Copy word for word the lines from the start of the records through the line that contains "Decrease build time", both included.

[Opening EXTRACTED MATERIAL section]

PR #12115, opened 2020-09-16
HttpCacheClient: make upload async

### LINKED ISSUE #6091: Jobs generating large amounts of files drastically slow down building with remote cache.

Building the go standard library with remote caching enabled is considerably slower than building locally.

IRL discussion with @buchgr resulted in the conclusion that the contents of the standard library were uploaded serially within Bazel, which lead to major performance decreases. 
It was noted that some concurrency is present for the rest of the build, since Bazel executes multiple jobs at once, resulting in pseudo-concurrent results; but since the go standard library counts as a single job, the upload is then performed serially.

Decrease build time when populating empty remote caches by allowing concurrent uploads of files in individual actions.

Build any go project using an empty remote cache; on normal internet connections, this can take a _long_ time as the go standard library files are uploaded one by one.

### Example timings, running bazel test on one of our projects with a clean local cache:
With remote caching:
```
bazel test --remote_http_cache=https://storage.googleapis.com/<our cache>  
0.07s user 0.15s system 0% cpu 14:07.77 total
```
No remote caching:
```
bazel test
0.05s user 0.08s system 0% cpu 2:46.71 total
```

ulfjack:
This matches the behavior for download, and improves performance for actions
with a lot of outputs.

The code was already using futures in the API and in the implementation,
but the glue code blocked on the internal future and returned an immediate
future to the caller, rather than doing it async.

Fixes #6091.

Change-Id: I3151aa96b879323e0000d3209f6b9bc8be0066d4

### DIFF
--- a/src/main/java/com/google/devtools/build/lib/remote/http/HttpCacheClient.java
+++ b/src/main/java/com/google/devtools/build/lib/remote/http/HttpCacheClient.java
@@ -616,8 +616,9 @@ public final class HttpCacheClient implements RemoteCacheClient {
                               } catch (IOException e) {
                                 result.setException(e);
                               }
+                            } else {
+                              result.setException(cause);
                             }
-                            result.setException(cause);
                           }
                         });
               });
--- a/src/main/java/com/google/devtools/build/lib/remote/http/HttpCacheClient.java
+++ b/src/main/java/com/google/devtools/build/lib/remote/http/HttpCacheClient.java
@@ -16,9 +16,11 @@ package com.google.devtools.build.lib.remote.http;
 import build.bazel.remote.execution.v2.ActionResult;
 import build.bazel.remote.execution.v2.Digest;
 import com.google.auth.Credentials;
+import com.google.common.base.Throwables;
 import com.google.common.collect.ImmutableList;
 import com.google.common.collect.ImmutableSet;
 import com.google.common.hash.HashingOutputStream;
+import com.google.common.io.Closeables;
 import com.google.common.util.concurrent.Futures;
 import com.google.common.util.concurrent.ListenableFuture;
 import com.google.common.util.concurrent.MoreExecutors;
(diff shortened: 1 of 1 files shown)


ulfjack:
@coeuvre

coeuvre:
Thanks for the PR! LGTM. But some tests failed, any idea with that?

ulfjack:
It was a bug in the change which I just fixed.

ulfjack:
All tests pass!

coeuvre (approved):

src/main/java/com/google/devtools/build/lib/remote/http/HttpCacheClient.java
```diff
@@ -285,64 +287,58 @@ public void channelCreated(Channel ch) {
...
+            .addListener(
+                    (Future<Channel> channelAcquired) -> {
+                      if (!channelAcquired.isSuccess()) {
+                        channelReady.setFailure(channelAcquired.cause());
+                        return;
+                      }
+
+                      try {
+                        Channel ch = channelAcquired.getNow();
+                        ChannelPipeline p = ch.pipeline();
```
meisterT, line 303: nit: can you please change `p` to `pipeline` (or similar)?

src/main/java/com/google/devtools/build/lib/remote/http/HttpCacheClient.java
```diff
@@ -588,85 +583,97 @@ public void close() {
...
-        }
-        in.close();
-        if (ch != null) {
-          releaseUploadChannel(ch);
-        }
-      }
+      SettableFuture<Void> result = SettableFuture.create();
+      acquireUploadChannel()
+          .addListener(
+              (Future<Channel> chP) -> {
```
meisterT, line 590: nit: `channelPromise`?

src/main/java/com/google/devtools/build/lib/remote/http/HttpCacheClient.java
```diff
@@ -588,85 +583,97 @@ public void close() {
...
+            });
+  }
+
   @Override
   public ListenableFuture<Void> uploadFile(Digest digest, Path file) {
-    try (InputStream in = file.getInputStream()) {
-      uploadBlocking(digest.getHash(), digest.getSizeBytes(), in, /* casUpload= */ true);
-    } catch (IOException | InterruptedException e) {
+    try {
+      return uploadAsync(digest.getHash(), digest.getSizeBytes(), file.getInputStream(), true);
```
meisterT, line 660: nit: please re-add `/* casUpload= */`
(same a few lines below and line 695)

src/main/java/com/google/devtools/build/lib/remote/http/HttpCacheClient.java
```diff
@@ -588,85 +583,97 @@ public void close() {
...
+                        (f) ->{
+                          releaseUploadChannel(ch);
+                          if (f.isSuccess()) {
+                            result.set(null);
+                          } else {
+                            Throwable cause = f.cause();
+                            if (cause instanceof HttpException) {
+                              HttpResponse response = ((HttpException) cause).response();
+                              try {
+                                // If the error is due to an expired auth token and we can reset the input stream,
```
meisterT, line 608: nit: line too long

meisterT (commented):
Some minor nits

src/main/java/com/google/devtools/build/lib/remote/http/HttpCacheClient.java
ulfjack: Fixed. I changed the download side as well.

src/main/java/com/google/devtools/build/lib/remote/http/HttpCacheClient.java
ulfjack: Changed. I didn't change the download side.

src/main/java/com/google/devtools/build/lib/remote/http/HttpCacheClient.java
ulfjack: Sorry about that. Not sure how that got lost.

src/main/java/com/google/devtools/build/lib/remote/http/HttpCacheClient.java
ulfjack: Fixed. Also a couple more of these.

ulfjack:
PTAL

meisterT (approved):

[Closing EXTRACTED MATERIAL section]

ANSWER SECTION »
PR #12115, opened 2020-09-16
HttpCacheClient: make upload async

### LINKED ISSUE #6091: Jobs generating large amounts of files drastically slow down building with remote cache.

Building the go standard library with remote caching enabled is considerably slower than building locally.

IRL discussion with @buchgr resulted in the conclusion that the contents of the standard library were uploaded serially within Bazel, which lead to major performance decreases. 
It was noted that some concurrency is present for the rest of the build, since Bazel executes multiple jobs at once, resulting in pseudo-concurrent results; but since the go standard library counts as a single job, the upload is then performed serially.

Decrease build time when populating empty remote caches by allowing concurrent uploads of files in individual actions.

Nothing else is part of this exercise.